PR #4122, opened 2022-09-20
Add a screenshot-based trigger for in-app feedback

lfkellogg:
Also has some refactoring to, among other things, allow the passing of a screenshot URI to the `startFeedback()` API.

### DIFF
--- a/firebase-appdistribution-api/src/main/java/com/google/firebase/appdistribution/internal/FirebaseAppDistributionStub.java
+++ b/firebase-appdistribution-api/src/main/java/com/google/firebase/appdistribution/internal/FirebaseAppDistributionStub.java
@@ -16,7 +16,6 @@ package com.google.firebase.appdistribution.internal;
 
 import android.app.Activity;
 import android.net.Uri;
-
 import androidx.annotation.NonNull;
 import androidx.annotation.Nullable;
 import com.google.android.gms.tasks.Continuation;
@@ -86,7 +85,12 @@ public class FirebaseAppDistributionStub implements FirebaseAppDistribution {
   }
 
   @Override
-  public void startFeedback(@NonNull CharSequence infoText, @NonNull Uri screenshotUri) {
+  public void startFeedback(@NonNull int infoTextResourceId, @Nullable Uri screenshotUri) {
+    return;
+  }
+
+  @Override
+  public void startFeedback(@NonNull CharSequence infoText, @Nullable Uri screenshotUri) {
     return;
   }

- Instructions to follow:
Only lines of the data holding the word "java" go in the answer. Please copy each of them.

- Problem solution:
--- a/firebase-appdistribution-api/src/main/java/com/google/firebase/appdistribution/internal/FirebaseAppDistributionStub.java
+++ b/firebase-appdistribution-api/src/main/java/com/google/firebase/appdistribution/internal/FirebaseAppDistributionStub.java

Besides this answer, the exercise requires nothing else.